When previewing this post on my predominantly monochrome blog, the lurid orange of these gems came as a bit of a visual shock to the system. However, the colour is true to the originals which are in perfect condition.
Presumably a husband and wife (both photos came from the same estate), these are lenticular photos. My one other example of this rare type of photobooth item can be seen in this earlier post.
These 1940 World’s Fair Movie-Of-U souvenirs are made up of three exposures taken in succession on the same frame. The frame is placed under a lined sheet of acetate and when tilted appears to show movement. In the flat position needed to make a scan of these images, it is not possible to capture the images separately.
When in action, the movement is fluid and really looks like a mini-movie. In some ways they could be seen as a primitive version of the Graphics Interchange Format (GIFs) I used in earlier posts this month.

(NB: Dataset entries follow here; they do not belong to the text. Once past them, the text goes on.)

PR #930, opened 2023-01-24
Cap pynetbox

sc68cal:
We should probably be capping our requirements to known good versions that we work with.

### DIFF
--- a/requirements.txt
+++ b/requirements.txt
@@ -1,3 +1,3 @@
-pynetbox
+pynetbox<7
 packaging
 pytz


sc68cal:
This PR is meant to generate discussion about how we should proceed. We find ourselves in a situation where we are attempting to support pre NetBox v3.3 _and_ NetBox 3.4 where the cable API has changed. The problem is the pynetbox 7.x series is only compatible with NetBox 3.4 and above - see https://github.com/netbox-community/pynetbox/releases/tag/v7.0.0

I have never been comfortable with our development strategy of just having `devel` and trying to support multiple versions of the NetBox REST API - I think it would be better to have release branches per NetBox REST API release, and now we have a pynetbox release that is not backwards compatible with older REST API versions, I think it might be worth considering, since at least in branches we can manage the dependencies for our libraries and pin them at apropriate versions.

Something to consider.

rfdrake:
pynetbox 7.0.1 also dropped support for private_key_file, which breaks nb_lookup.

I don't have much to contribute to the discussion of how to handle versioning conflicts across the projects, but I'm going to start using pynetbox<7 for now in my requirements.

PR #956, opened 2023-03-10
update device position to float

bk2zsto:
https://github.com/netbox-community/netbox/issues/51 breaking change from 3.3.0


sc68cal (changes requested):
You should create a new unit test that creates a position that is a float, instead of changing all the existing tests

PR #963, opened 2023-03-30
Fix 958: Location filter

### LINKED ISSUE #958: [Bug]: Nebox_location module updates existing locations instead of creating new ones in a different site

v3.11

### Ansible version

Running in AWX. Version is irrelevant to the case.

### NetBox version

3.3.7

### Python version

3.8

### Steps to Reproduce

When trying to create new location in a new site using netbox.netbox.netbox_location module updates existing locations with the same name, even though they are located in a different site, instead of creating new ones with their own separate site.

Locations are created like so:
```yaml
  - name: Creating locations
    netbox.netbox.netbox_location:
      data: "{{ location }}"
      state: present
    loop: "{{ latvia_locations }}"
    loop_control:
      loop_var: location
      label: "{{ location.site, location.name }}"
    tags: LV.locations
```
with looped locations defined in the following way:
```yaml
latvia_locations:
  - name: Marupe
    description: Main location
    site: Marupe
    tenant: xxx
    tags: "{{ latvia_defaults.tags }}"
  - name: Office Data Center
    description: Office building
    parent_location: Marupe
    site: Marupe
    tenant: xxx
    tags: "{{ latvia_defaults.tags }}"

```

There is something about this photobooth diva that reminds me of one of national treasures, Ms Kylie Minogue. (See pictures, below.) Affectionately known in Australia, as Our Kylie, the dininutive singer has also, at various times in her career, been tagged with the honorifics Goddess of Pop, Princess of Pop, Disco Queen, and the less than flattering Singing Budgie.
And like Kylie, isn’t this lady cute, cute, cute? This strip dates from the 1950s and originated in the U.S of A.
Unidentified lady in 1950s photobooth strip from Germany. It was listed as Stripe of Young Woman, which is appropriate given the visual effect of the backdrop curtain.
I bought this strip of photos from Ebay (of course!) but this one is sentimentally special because it was posted to me at my address in New York City, when I had an apartment there on Beekman Place. For two whole months I was a resident of that great city, with my own place, a gym membership, a favourite local diner and a cool local friend called Kelly.
These two are having a good laugh in what appears to be a relatively recent photobooth strip. I can only imagine how this ended up being sold online so soon after its creation. Was it one of those not-quite-perfect sets that ended up discarded on the ground, prey to someone like me, who loves a found photo?
These two young ladies are identified as Cleo and Etta. The photo is dated 1934. Etta’s intense Read More
This is another lady whose beautiful face and eyes draw me in. She is from Germany and given the cloche hat the date of the photos must be the 1920s.
This series of eight photos (many of the earlier booths took eight consecutive shots rather than the four we see today) is unusual due to all the original number being present. They look to be perfect for an animated gif but I thought I would try the slideshow option to see how that looked. If you hover over the image a control bar appears and you can fast forward through the images to get a bit of an animated feel. The original photos are below.
When I published this animation the other day, the movie was static until clicked. That opened a link to another page where the gif played and the image was very large. Apparently the size of the original files was the issue.
Thanks to Lemuel from the blog History Geek for telling me why it wouldn’t play automatically and for telling me how to fix the problem. If you are reading this blog you will likely find a lot to interest you at History Geek, so check it out here.
Livia Satriano published author and writer of the vintage photo blog Assez-Vu, has been kind enough to pen a piece about the film project I did with Dick Jewell, for the online magazine Lost at E Minor.
Her mentioning the film Amélie, reminds me of a post I have been meaning to write about a series of peculiar photos I found discarded near Melbourne photobooths in the early nineties. More of that soon, I hope. In the meantime please click here to read her article.
The publishers of Lost At E Minor describe it as “an online publication of inspiring art, design, music, photography and pop culture: low brow sensibilities mashed with high brow movements. The site was founded in 2005 by brothers Zolton and Zac Zavos, who are also behind the Australian sports opinion website, The Roar. The site is compiled by a worldwide team of writers.”
Livia is an Italian media graduate based in Milan. She works as a freelance writer and researcher, mainly writing about music, art and culture. Here are more of her articles at Wunder Buzz.
Livia Satriano‘s blog is well worth checking out, too. She says Assez Vu is “a collection of visual memories: all things odd and beautiful from the past. Sometimes remembered, more often forgotten. Surely worthy to be seen.”
When I published this strip of photos the other day, the response was very positive. More than one comment suggested the photos would look good as a mini-movie, aka a gif animation. I don’t have the software to do it myself, so I used a free gif-maker web page. I like the result but more experiments with other, longer series of photos might give me more of that mini-movie look I’ve seen elsewhere.